-- Opening Marker --

Issue #405, opened 2018-07-05
Support CKM_AES_CBC_PAD for the wrapping functions


lingxiankong:
Could we implement CKM_AES_CBC_PAD for wrapping in order to support SoftHSM in OpenStack Barbican. Here is Barbican related code: https://github.com/openstack/barbican/blob/5dea5cec130b59ecfb8d46435cd7eb3212894b4c/barbican/plugin/crypto/pkcs11.py#L496

Or is there some solution could work around this?

bellgrim:
As noted in #229, this mechanism is not implemented. But there are other wrapping mechanisms available. Keeping this issue open as a feature request.

lingxiankong:
@bellgrim hi thanks for the reply. I'm not familiar with PKCS programing, do you mean I just need to replace CKM_AES_CBC_PAD with either CKM_AES_KEY_WRAP, CKM_AES_KEY_WRAP_PAD, CKM_RSA_PKCS, or CKM_RSA_PKCS_OAEP in the barbican code?

bellgrim:
Yes, there are other wrapping mechanisms but it is probably not as easy as just swapping the name of the mechanism when doing the operation. I have not implemented them so I do not know the details of each method. You can find more information about the mechanisms in PKCS#11 v2.40. It then points to e.g. RFC5649 for CKM_AES_KEY_WRAP_PAD.

zinoadidi:
Hello
Is it possible to get a link to sample implementation / how to switch to CKM_AES_KEY_WRAP_PAD in Java?

rijswijk:
We generally don't provide programming examples, and are not familiar enough with Java to help you with that, we suggest you ask this question on StackExchange or a similar forum.

pedrolamarao:
I would like to second this request. Using `CKM_DES3_CBC` or `CKM_AES_CBC` to encrypt/unwrap private keys is established practice. This is blocking integration of our applications with SoftHSM2.

rijswijk:
There are security reasons to use other mechanisms, we cannot promise that these older mechanisms will be implemented anytime soon, but we would welcome a pull request if that is an option.

rajivmucheli:
Hi, is this issue resolved ?

Was anyone able to switch the wrapping mechanism of Openstack Barbican from CKM_AES_CBC_PAD to CKM_AES_KWP ?

PR #657, opened 2021-10-29
Add support for key wrap based on 3DES

threez:
Addresses the issue in https://github.com/opendnssec/SoftHSMv2/issues/405


jschlyter:

PR #665, opened 2022-01-11
Support encryption for END_DATE and START_DATE attributes in private keys

### LINKED ISSUE #655: Attributes START_DATE and END_DATE are not ciphered in a private key
Hello,

While developing a product for which we have to support multiple HSM,  we encountered a problem in SoftHSM with the START_DATE and END_DATE attrtibutes for private keys.
It is a case that is supported by the spec but from what I understand, SoftHSM expects that START_DATE and END_DATE are only set for public keys.
When set on private keys and reloading the private key and reading the _DATE attributes, it tries to decrypt them but fails in IV reading since they are not encrypted to begin with.

antoinelochet:
Addresses the issue in #655 

## Summary by CodeRabbit

* **Bug Fixes**
  * Start/end date attributes are now stored reliably, respect privacy (encrypted when marked private), and are handled correctly during object creation.

* **Tests**
  * Added RSA public/private key tests validating start/end date attribute behavior on object creation.

* **Chores**
  * Improved debug/error logging for template processing and data decryption; updated CI checkout/tooling versions.

### DIFF
--- a/.github/workflows/ci.yml
+++ b/.github/workflows/ci.yml
@@ -11,7 +11,7 @@ jobs:
     name: Linux with Botan
     runs-on: ubuntu-24.04
     steps:
-      - uses: actions/checkout@v4
+      - uses: actions/checkout@v6
       - name: Prepare
         run: |
           sudo apt-get update -qq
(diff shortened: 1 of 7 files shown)


jschlyter:

antoinelochet:
Hello @jschlyter 
Done :)

antoinelochet:
As requested by @jschlyter, this PR has been rebased to the latest develop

-- Closing Marker --

_Task to complete:_ All entries above need to be copied verbatim.

_Result of this task:_
Issue #405, opened 2018-07-05
Support CKM_AES_CBC_PAD for the wrapping functions


lingxiankong:
Could we implement CKM_AES_CBC_PAD for wrapping in order to support SoftHSM in OpenStack Barbican. Here is Barbican related code: https://github.com/openstack/barbican/blob/5dea5cec130b59ecfb8d46435cd7eb3212894b4c/barbican/plugin/crypto/pkcs11.py#L496

Or is there some solution could work around this?

bellgrim:
As noted in #229, this mechanism is not implemented. But there are other wrapping mechanisms available. Keeping this issue open as a feature request.

lingxiankong:
@bellgrim hi thanks for the reply. I'm not familiar with PKCS programing, do you mean I just need to replace CKM_AES_CBC_PAD with either CKM_AES_KEY_WRAP, CKM_AES_KEY_WRAP_PAD, CKM_RSA_PKCS, or CKM_RSA_PKCS_OAEP in the barbican code?

bellgrim:
Yes, there are other wrapping mechanisms but it is probably not as easy as just swapping the name of the mechanism when doing the operation. I have not implemented them so I do not know the details of each method. You can find more information about the mechanisms in PKCS#11 v2.40. It then points to e.g. RFC5649 for CKM_AES_KEY_WRAP_PAD.

zinoadidi:
Hello
Is it possible to get a link to sample implementation / how to switch to CKM_AES_KEY_WRAP_PAD in Java?

rijswijk:
We generally don't provide programming examples, and are not familiar enough with Java to help you with that, we suggest you ask this question on StackExchange or a similar forum.

pedrolamarao:
I would like to second this request. Using `CKM_DES3_CBC` or `CKM_AES_CBC` to encrypt/unwrap private keys is established practice. This is blocking integration of our applications with SoftHSM2.

rijswijk:
There are security reasons to use other mechanisms, we cannot promise that these older mechanisms will be implemented anytime soon, but we would welcome a pull request if that is an option.

rajivmucheli:
Hi, is this issue resolved ?

Was anyone able to switch the wrapping mechanism of Openstack Barbican from CKM_AES_CBC_PAD to CKM_AES_KWP ?

PR #657, opened 2021-10-29
Add support for key wrap based on 3DES

threez:
Addresses the issue in https://github.com/opendnssec/SoftHSMv2/issues/405


jschlyter:

PR #665, opened 2022-01-11
Support encryption for END_DATE and START_DATE attributes in private keys

### LINKED ISSUE #655: Attributes START_DATE and END_DATE are not ciphered in a private key
Hello,

While developing a product for which we have to support multiple HSM,  we encountered a problem in SoftHSM with the START_DATE and END_DATE attrtibutes for private keys.
It is a case that is supported by the spec but from what I understand, SoftHSM expects that START_DATE and END_DATE are only set for public keys.
When set on private keys and reloading the private key and reading the _DATE attributes, it tries to decrypt them but fails in IV reading since they are not encrypted to begin with.

antoinelochet:
Addresses the issue in #655 

## Summary by CodeRabbit

* **Bug Fixes**
  * Start/end date attributes are now stored reliably, respect privacy (encrypted when marked private), and are handled correctly during object creation.

* **Tests**
  * Added RSA public/private key tests validating start/end date attribute behavior on object creation.

* **Chores**
  * Improved debug/error logging for template processing and data decryption; updated CI checkout/tooling versions.

### DIFF
--- a/.github/workflows/ci.yml
+++ b/.github/workflows/ci.yml
@@ -11,7 +11,7 @@ jobs:
     name: Linux with Botan
     runs-on: ubuntu-24.04
     steps:
-      - uses: actions/checkout@v4
+      - uses: actions/checkout@v6
       - name: Prepare
         run: |
           sudo apt-get update -qq
(diff shortened: 1 of 7 files shown)


jschlyter:

antoinelochet:
Hello @jschlyter 
Done :)

antoinelochet:
As requested by @jschlyter, this PR has been rebased to the latest develop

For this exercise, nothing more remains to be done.